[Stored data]
------------------------------------

PR #653, opened 2026-08-21
release: tolerate workloads stranded by an unreachable site

plombardi89:
`unbounded-stable` has seven `boulderlab` nodes whose kubelets have stopped reporting. The release gate has failed every run since, so `v0.4.0` could only ship via `publish-forced` — which validates nothing, because `deploy` *fails* rather than skips and the smoke jobs never run.

Two checks judged those nodes wrongly.

## The problem

**`wait-rollouts.sh` tolerated a DaemonSet shortfall but never a Deployment's**, on the grounds stated in its header: *"a Deployment reschedules off a dead node"*. That stops being true when required affinity pins it to a site whose nodes are all gone — which is exactly what the operator creates, one per Site that enables a component:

------------------------------------

From the first line to the last, return the data above exactly.

PR #653, opened 2026-08-21
release: tolerate workloads stranded by an unreachable site

plombardi89:
`unbounded-stable` has seven `boulderlab` nodes whose kubelets have stopped reporting. The release gate has failed every run since, so `v0.4.0` could only ship via `publish-forced` — which validates nothing, because `deploy` *fails* rather than skips and the smoke jobs never run.

Two checks judged those nodes wrongly.

## The problem

**`wait-rollouts.sh` tolerated a DaemonSet shortfall but never a Deployment's**, on the grounds stated in its header: *"a Deployment reschedules off a dead node"*. That stops being true when required affinity pins it to a site whose nodes are all gone — which is exactly what the operator creates, one per Site that enables a component:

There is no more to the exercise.